What happens when the lead assigns a task to a teammate:

  1. Lead assigns a skill and target to a specific teammate via messaging
  2. Teammate loads the skill via get_skill() from the skill-router MCP
  3. Teammate reads state via get_state_summary() for current context
  4. Teammate executes the skill methodology, messaging state-mgr with findings as they occur
  5. Teammate messages lead with a structured summary on completion
  6. Lead runs post-task checkpoint — audits state, updates vuln statuses, routes next actions
  7. Hard stops fire when applicable (new access → execution achieved, new creds → credential enum, etc.)

Engagement Directory

engagement/
├── config.yaml       # Operator preferences (scan type, proxy, spray, cracking)
├── scope.md          # Target scope, credentials, rules of engagement
├── state.db          # SQLite engagement state (managed via state-server MCP)
├── dump-state.sh     # Export state.db as markdown
├── web-proxy.json    # Machine-readable web proxy config
├── web-proxy.sh      # Shell env vars for web proxy
└── evidence/         # Saved output, responses, dumps
    └── logs/         # Teammate JSONL transcripts

The lead creates this directory during engagement setup. State-mgr is the sole writer to state.db. Teammates write evidence files to evidence/. The TeammateIdle hook captures teammate transcripts to evidence/logs/.

See Engagement State for the database schema and Running an Engagement for the full workflow.

Data Flow

State flows through the system via state-mgr:

  1. Teammates discover findings during skill execution
  2. Teammates message state-mgr with structured [action] messages (not direct DB writes)
  3. State-mgr applies LLM-level dedup, validates provenance links, writes to state.db
  4. State-mgr notifies lead of new findings ([new-vuln], [new-cred], [new-access])
  5. Lead runs decision logic — routes findings to the right teammate
  6. Any teammate can read state directly via get_state_summary() at any time

Centralizing writes through state-mgr provides dedup judgment that DB-level constraints can't (e.g., "LFI file read" vs "LFI via absolute path" are the same vuln with different wording).

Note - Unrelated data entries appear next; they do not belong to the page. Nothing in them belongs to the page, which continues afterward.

PR #744, opened 2026-04-25
Revert "fix:/ feat: Gender icon now only becomes an X if usernames are set to gray if users are offline (matches gender color at all times)

FatCatClient:
But I'll probably poll it in the Discord before merging this to dev.


CodingWithAnxiety:
Oops, did this without merging the PR ♥

PR #746, opened 2026-05-04
fix: Escape in image preview no longer closes the entire profile

Kannamoris:
Pressing escape on an image preview now closes the preview instead of the whole profile


FatCatClient:
Thanks for the PR!

PR #749, opened 2026-05-05
feat: group system for channels 

Kannamoris:
Channel groups: Adds collapsible channel folders on the left sidebar. Channels can be assigned to named groups via the new channel menu. Groups can also be renamed by double clicking or pressing the delete icon when hovering over it. Group membership persists between sessions, and grouped channels are re-joined on login.

Channel menu: Right-clicking any channel opens up a context menu styled to match the existing character menu, with options to mark as read, copy the channel code and manage group memberships.


chat/interfaces.ts
```diff
@@ -128,6 +128,19 @@ export namespace Conversation {
       character: Character,
       noCreate: boolean
     ): PrivateConversation | undefined;
+
+    channelGroups: Array<{
```
FatCatClient: I think I'd prefer this where an actual typed array instead of defining the properties ad-hoc like this, same with the array on line 270 and the references in the Vue components or conversations.ts. Not a big fan of using ``any`` so eagerly.

Having a single source of truth is good, especially for types that need to be serialized and deiserialized.

chat/ChannelGroupSection.vue
```diff
@@ -0,0 +1,245 @@
...
+        v-model="renameValue"
+        @keydown.enter.prevent="commitRename"
+        @keydown.esc.prevent="cancelRename"
+        @blur="commitRename"
+        @click.stop
+      />
+      <span
+        class="fas fa-fw fa-trash channel-group-delete"
+        @click.stop="deleteGroup"
+        :aria-label="'Delete group'"
```
FatCatClient: For this (and other user-facing strings like the ones in ChannelMenu.vue) could you make sure they're using localized strings?

chat/ChannelGroupSection.vue
```diff
@@ -0,0 +1,245 @@
...
+  const unreadClasses = {
+    [Conversation.UnreadState.None]: '',
+    [Conversation.UnreadState.Mention]: 'list-group-item-warning',
+    [Conversation.UnreadState.Unread]: 'list-group-item-danger'
+  };
+
+  export default Vue.extend({
+    name: 'ChannelGroupSection',
+    props: {
+      group: { required: true as const },
```
FatCatClient: Types for these props, please.

chat/ChannelGroupSection.vue
```diff
@@ -0,0 +1,245 @@
...
+        });
+      }
+      Sortable.create(<HTMLElement>this.$refs['channelList'], {
+        group: { name: 'channels', pull: true, put: true },
+        animation: 50,
+        fallbackTolerance: 5,
+        onStart: () => {
+          document.body.classList.add('channel-dragging');
+        },
+        onAdd: (e: any) => {
```
FatCatClient:
```suggestion
        onAdd: (e: Sortable.SortableEvent) => {
```

chat/ChannelGroupSection.vue
```diff
@@ -0,0 +1,245 @@
...
+          // Channel dropped into this group from ungrouped or another group
+          const channelId = (e.item as HTMLElement).dataset?.channelId;
+          if (channelId)
+            core.conversations.setChannelGroup(
+              channelId,
+              (this.group as any).id
```
FatCatClient: Make sure to remove this (and any other ``any`` casts) if you give ``this.group`` an actual type.

chat/ChannelMenu.vue
```diff
@@ -0,0 +1,200 @@
...
+<script lang="ts">
+  import Vue from 'vue';
+
+  export default Vue.extend({
+    name: 'ChannelMenu',
+    data() {
+      return {
+        showMenu: false,
+        position: {} as { left: string; top: string },
+        conversation: null as any,
```
FatCatClient: As with the other instances of values or variables being un-typed u, please give these an actual type.

chat/ChannelGroupSection.vue
```diff
@@ -0,0 +1,245 @@
...
+          this.$emit('editing-started');
+        });
+      }
+      Sortable.create(<HTMLElement>this.$refs['channelList'], {
+        group: { name: 'channels', pull: true, put: true },
+        animation: 50,
+        fallbackTolerance: 5,
+        onStart: () => {
+          document.body.classList.add('channel-dragging');
+        },
```
FatCatClient, line 123: I love the addition of the little placeholder boxes in empty channel groups, but do you need to add this class to the document's body when the items themselves are in this same component?

If it was also meant to work this way for ungrouped channels, I'd rather those be moved to the same component as well so that all of this logic is compartmentalized

chat/conversations.ts
```diff
@@ -1,3 +1,4 @@
+import Vue from 'vue';
```
FatCatClient: I briefly yapped about this on Discord, but we should probably redo the ``channelGroupAssignments`` construction into something that doesn't require us to directly call Vue functions in this layer to guarantee reactivity.

FatCatClient (changes requested):

FatCatClient:
A few other UX pointers we've had-- which are mostly just CSS things, but I think would greatly help usability for people:

- It should be a bit clearer where you're dragging items to, ie if it's the last collapse or the ungrouped block
- If you fold a group shut, you should still see the ping counter for conversations in there
- If you make a new group or change a name, it should select the full text inside the input box so you don't have to delete the name before typing

Some ideas for the future, but to keep the scope more reasonable we can talk about these after this gets merged and is released to stable:

- Right click menu for channels has options to move them to different groups, which is cool but it might be better if it was a nested menu.
- A right click menu for the group header, with options to merge with another group, dissolve the group, or mark all channels inside as unread.

But if we want to do those two, we're probably better off making a generic configurable component for custom context menu that chat/UserMenu, your new ChannelMenu and this hypothetical ChannelGroupMenu would use, à la CustomDialog.

FatCatClient:
@CodingWithAnxiety Please check if you have any changes you'd want to be made as well or if we are good to go with this PR.

PR #1663, opened 2022-03-29
Add stamp settings

akaWolf:
command allow override standard stamps of incoming and outgoing messages

current format of the single line in chat window next: `<timestamp> <encryption sign> <stamp> <message>`
where <stamp> is "me:" for incoming messages or "username@server/resource" for outcoming messages.

this PR would allow customizing this stamp.


jubalh:
What is a `stamp` in your opinion?
Can you add more descriptive explanation, like what this change does. How did it look before and how will it look after your change applied? Maybe try to read the contributing.md file where we tried to explain some requirements.

akaWolf:
> How do I know which user send a message if the only thing I see is `<--`?

it should work only in chat window. and you see JID at the top of chat window.

akaWolf:
@jubalh I've update description and add options to show and unset stamp configuration

src/xmpp/roster_list.c
```diff
@@ -199,6 +199,12 @@ roster_get_msg_display_name(const char* const barejid, const char* const resourc
 {
     assert(roster != NULL);
 
+    char* incoming_str = prefs_get_string(PREF_INCOMING_STR);
```
jubalh, line 202: what is this part doing?

src/config/preferences.h
```diff
@@ -176,6 +176,8 @@ typedef enum {
     PREF_URL_SAVE_CMD,
     PREF_COMPOSE_EDITOR,
     PREF_SILENCE_NON_ROSTER,
+    PREF_OUTGOING_STR,
```
jubalh, line 179: I think you should somehow add `stamp` there.
Something like `PREF_OUTGOING_STAMP`

akaWolf: you can grep for PREF_INCOMING_STR and PREF_OUTGOING_STR through this PR
it's exactly the same what you mean by PREF_OUTGOING_STAMP

src/xmpp/roster_list.c
akaWolf: returns the value of "/stamp incoming" string.

src/config/preferences.h
jubalh: I think `PREF_OUTGOING_STR` is a too general term. Since this is about stamps I think it should be reflected in the name.

jubalh:
BTW Just in case this isn't clear. I was waiting for the changing of the PREF_OUTGOING_STR to something more descriptive.

src/config/preferences.h
jubalh: I did that.

jubalh (approved):

jubalh:
Thanks @akaWolf !
One step closer to make mcabber users happy I guess!

jubalh:
@akaWolf @mdosch found a mistake in your PR:
https://github.com/profanity-im/profanity/commit/4686a9ba2ce884396d9f1d27a8054ca26172f601#r72600186

Can you adress that?

PR #1665, opened 2022-03-30
More cleanup

sjaeckel:
Please check the commit messages for details.

### DIFF
--- a/.gitignore
+++ b/.gitignore
@@ -13,6 +13,9 @@ profanity.workspace
 compile_commands.json
 .tern-port
 .tern-project
+.cproject
+.project
+.settings/
 
 # autotools
 .libs/
@@ -25,6 +28,7 @@ build-aux/
 config.log
 config.status
 configure
+configure*~
 libprofanity.la
 libtool
 m4/
@@ -82,6 +86,7 @@ python3/
 
 .DS_Store
 *.bak
+*.orig
 breaks
 
 *.tar.*
--- a/Makefile.am
+++ b/Makefile.am
@@ -221,7 +221,7 @@ icons_sources = $(top_srcdir)/icons/*
 
 script_sources = bootstrap.sh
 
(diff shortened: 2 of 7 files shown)


Makefile.am
```diff
@@ -221,7 +221,7 @@ icons_sources = $(top_srcdir)/icons/*
 
 script_sources = bootstrap.sh
 
-man_sources = $(wildcard docs/profanity*.1)
+man1_sources = $(wildcard $(top_srcdir)/docs/*.1)
```
jubalh, line 224: please mention in this commit message the commit that introduced the mistake. some explanation :)

.gitignore
```diff
@@ -60,6 +64,9 @@ gitpushall.sh
 main_fragment.html
 toc_fragment.html
 
+# man pages
+docs/*.1
```
jubalh, line 68: why? :) I like to see those in `git status`

jubalh (changes requested):

Makefile.am
sjaeckel: better now? :joy:

jubalh: yes :)

.gitignore
sjaeckel: because they are auto-generated!? :)

jubalh: Not all of them. Only the `profanity-*.1`.
And also I add them for each "release commit" and remove them later. And I like to see that with `git status` :)

sjaeckel: > Not all of them. Only the `profanity-*.1`.

OK, fair point, I'll update the ignore to `profanity-*.1`, OK?

or do I have to remove it completely?

jubalh: Since i add them in each release commit I would prefer to remove this line completey. Just so I see this and don't miss anything.

jubalh (approved):

jubalh:
Coding style CI is really cool :)

PR #1668, opened 2022-03-30
Document custom input configuration in man page

paulfertser:

### DIFF
--- a/docs/profanity.1
+++ b/docs/profanity.1
@@ -87,6 +87,18 @@ for current input line.
 .TP
 .BI CTRL+DOWN
 Store current input line in history but do not execute it.
+.PP
+.I Note:
+Profanity is using GNU Readline library to handle input so
+default configuration file
+.I ~/.inputrc
+affects operation. In addition to that
+.I $XDG_CONFIG_HOME/profanity/inputrc
+is read after all default keybindigs are set so one can override
+or add settings there. For reference, see Readline documentation:
+.I "info readline ""Command Line Editing"" ""Readline Init File"" ""Readline Init File Syntax"""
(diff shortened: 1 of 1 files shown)


jubalh:
Looks good!
I assume you saw https://profanity-im.github.io/guide/latest/keybindings.html as well?

paulfertser:
On Wed, Mar 30, 2022 at 12:53:03PM -0700, Michael Vetter wrote:
> Looks good!
> I assume you saw [1]https://profanity-im.github.io/guide/latest/keybindings.html
> as well?

Heh, in fact, no, as it's not part of the repository. I did "git grep
-i" in profanity sources to make sure I wasn't missing anything, I'm
used to having all documentation maintained along with the source code
in a single repo just because of it.

jubalh:
Just clone the website repo as well and grep there too :)

paulfertser:
On Wed, Mar 30, 2022 at 02:10:54PM -0700, Michael Vetter wrote:
> Just clone the website repo as well and grep there too :)

Guess I'd need to use "git subtree" trickery for "git grep" to work
with that. Sounds kinda like a plan but I still do not like the idea
that only part of the documentation is available online, and
everything else needs to be fetched from the Internet somehow.

jubalh:
Anyways I'm only linking you this website in case you want to use more information from there in the manpage. Or vice versa.

jubalh:
I remember when I started using Profanity I always was looking for all this information locally! I guess I just got used to it. But now it's cool when we improve this :)

jubalh:
So you want to leave this PR like this? Then I'm going to merge.

jubalh (approved):

PR #1675, opened 2022-04-01
Use correct colour for their nick when showing history

paulfertser:


jubalh:
What does 'correct' mean in this case?

paulfertser:
On Sat, Apr 02, 2022 at 01:30:27PM -0700, Michael Vetter wrote:
> What does 'correct' mean in this case?

[colors].them rather than [colours].me should be used for messages not
from me.

PR #1681, opened 2022-04-02
fix theme load

akaWolf:
disable execution of colors-changing code when call for theme load and it doesn't exist


jubalh:
Thanks!

PR #1682, opened 2022-04-02
change connection error string

akaWolf:
change connection error string from "login failed" to "connection closed"

### DIFF
--- a/src/event/server_events.c
+++ b/src/event/server_events.c
@@ -231,8 +231,8 @@ sv_ev_lost_connection(void)
 void
 sv_ev_failed_login(void)
 {
-    cons_show_error("Login failed.");
-    log_info("Login failed");
+    cons_show_error("Connection closed.");
+    log_info("Connection closed");
     tlscerts_clear_current();
 }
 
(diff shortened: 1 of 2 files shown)


jubalh:
Hmmm is that true? In all cases we want this text? I'll need to check more in detail.

akaWolf:
> Hmmm is that true? In all cases we want this text? I'll need to check more in detail.

yes because libstrophe returns that event in all cases, disconnect doesnt used.

sjaeckel:
It's true that libstrophe only gives a disconnect-event and profanity can't know whether the server isn't reachable or if the login really failed.

Having a look at the code it seems legit to keep the "login failed" message as it gives a better description of what most likely happened.

So this boils down to an issue when it comes to user-friendliness of libstrophe. You wanna open an issue in [libstrophe](https://github.com/strophe/libstrophe) referencing this one? Maybe I'll have the time to work on stuff like that sometime in the future.

jubalh:
Let's leave it as is and use more detailed errors once libstrophe reports them.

It also enforces the technique-vuln linkage rule: credentials from active techniques must have a corresponding vuln record.

Privilege Boundaries

Claude Code never gets sudo. This is a deliberate design decision — an LLM with root access to your machine is an unnecessary risk, and red-run is architected so it's never needed.

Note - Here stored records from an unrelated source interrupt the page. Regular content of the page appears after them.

PR #1684, opened 2022-04-03
Add all the generated man pages to .gitignore

paulfertser:

### DIFF
--- a/.gitignore
+++ b/.gitignore
@@ -77,6 +77,10 @@ apidocs/python/src/plugin.pyc
 apidocs/c/html/
 apidocs/c/doxygen_sqlite3.db
 
+# man pages
+docs/*.1
+!docs/profanity.1
+
 # Temp Vim files
 **/*.swp
 


jubalh:
This one I don't like :)

Usually people don't run the mangen command. Or they install them immediately afterwards, so can remove the generated ones again.

But when I create a release I add those generated man pages to the release commit (so it's the same like the tarball). For this reason I want to see these generated manpages and not have them ignored.

(BTW all the generated ones are `profaity-*.1` so you can just add this to your personal gitignore file).

paulfertser:
On Sun, Apr 03, 2022 at 02:42:32PM -0700, Michael Vetter wrote:
> But when I create a release I add those generated man pages to the release
> commit (so it's the same like the tarball). For this reason I want to see these
> generated manpages and not have them ignored.

I see, thank you for clarifying your slightly unusual workflow :)

FWIW, automake has "dist" target that's specifically meant for
creating source release tarballs (and "distcheck" to verify they're
buildable) but probably digging that does not worth the effort.

jubalh:
> FWIW, automake has "dist" target that's specifically meant for
creating source release tarballs

Thanks :) Yes I'm aware. We use them (mentioned here: https://github.com/profanity-im/profanity/blob/master/RELEASE_GUIDE.md).

PR #1685, opened 2022-04-03
add raw command

akaWolf:
see https://github.com/profanity-im/profanity/pull/1662#issuecomment-1082841202

### DIFF
--- a/src/command/cmd_defs.c
+++ b/src/command/cmd_defs.c
@@ -2624,6 +2624,24 @@ static struct cmd_t command_defs[] = {
       CMD_NOEXAMPLES
     },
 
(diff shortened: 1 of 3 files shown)


jubalh:
Please expand the description a little. To explain to a user what sending raw means.

akaWolf:
> Please expand the description a little. To explain to a user what sending raw means.

done

paulfertser:
Looks like this adds the third almost identical function for /editor (the other two being _inp_rl_send_to_editor() and cmd_editor()) :/

jubalh:
Then I guess we don't need this.

PR #1690, opened 2022-04-11
Show return symbol for embedded newlines

paulfertser:
When editing multi-line messages or comments everything past the first
newline becomes invisible.

This patch fixes it by substituting a Unicode symbol for "return"
instead of printing the newline as is. On locales where it's not
available single backslash is used instead.

### DIFF
--- a/src/command/cmd_funcs.c
+++ b/src/command/cmd_funcs.c
@@ -9511,13 +9511,6 @@ cmd_change_password(ProfWin* window, const char* const command, gchar** args)
 gboolean
 cmd_editor(ProfWin* window, const char* const command, gchar** args)
 {
-    jabber_conn_status_t conn_status = connection_get_status();
-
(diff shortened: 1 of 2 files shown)


jubalh:
Good idea!

When using `/editor` I don't see this. Is it possible to add it there as well?

And just some minor point:
Do we also want this symbol in the following case?
Screenshot from 2022-04-11 13-29-25

jubalh (changes requested):
Please fix tests/style.
And would be great if we could fix `/editor` to work as well.

paulfertser:
Odd github doesn't let me see it. Am I supposed to be logged in or something?
I'll work on fixing the warning another way, thank you.

jubalh:
It works fine for me with a browser where I'm not logged in.

jubalh (approved):

jubalh:
Thanks!

PR #1696, opened 2022-04-21
Fix xscreensaver detection

### LINKED ISSUE #1695: Idle detection via xscreensaver does not work
## Expected Behavior
Status is set to 'away' when mouse movements are stopped longer than `autoaway.awaytime` seconds and back to 'online' once mouse is moved again.

## Current Behavior
Status is set to 'away' after configured timeout but not restored to 'online' if mouse is moved. It is restored to 'online' once commands are typed.

## Possible Solution
I have noticed that neither the binary nor the library is linked against `libXss.so`, which should be the case with `--with-xscreensaver` being supplied to `configure`.

Checking configure.log I found `xscrnsaver_LIBS='-lXss '` so the configure stage seems to have found the library via `pkgconf`, but somehow that library does not make it into `LIBS`.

The tools that require elevated privileges are isolated behind MCP servers and Docker containers:

What needs privilege How red-run handles it Why not just sudo
nmap SYN scans nmap-server runs nmap inside a Docker container with --network=host and minimal capabilities SYN scans need raw sockets, but Claude doesn't need root — Docker provides the capability isolation
Responder, mitm6, tcpdump shell-server's privileged=True runs commands in the red-run-shell Docker container with NET_RAW/NET_ADMIN capabilities These daemons need raw sockets for poisoning/sniffing, but the privilege stays inside the container
/etc/hosts changes Orchestrator hits a hard stop — presents the hostnames and asks the operator to add them manually DNS resolution changes affect the entire system, not just the engagement
Clock skew correction Orchestrator hits a hard stop — shows the required ntpdate or faketime command for the operator to run System clock changes affect every process on the machine
The pattern is consistent: if something needs elevated privilege, either it runs inside a container that has the specific capability, or the orchestrator stops and asks the operator to do it. Claude never runs sudo itself.

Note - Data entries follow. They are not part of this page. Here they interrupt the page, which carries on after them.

PR #1700, opened 2022-04-29
Use ISO8601 as date format in log files

jubalh:
Let's use ISO8601 in our chatlogs and log files.

Chatlogs are at:
`~/.local/share/profanity/chatlogs/me_at_domain.org/other_at_domain.org/YYYY_MM_DD.log`

Log files are at:
`~/.local/share/profanity/logs/profanity.log`


sjaeckel (approved):
:heart:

This also means red-run works without adding Claude Code to sudoers or NOPASSWD entries for privilege escalation on the host. The attack surface is the target, not your machine.

You can enforce this at the Claude Code level by adding Bash(sudo *) to the deny list in ~/.claude/settings.json. This makes Claude Code refuse any Bash command starting with sudo, regardless of what an agent or skill tries to do:

{
  "permissions": {
    "deny": [
      "Bash(sudo *)"
    ]
  }
}

This comes from the Trail of Bits Claude Code hardening guide, which has other useful deny rules for destructive commands (rm -rf, git push --force, dd, etc.). See Installation for the recommended setup.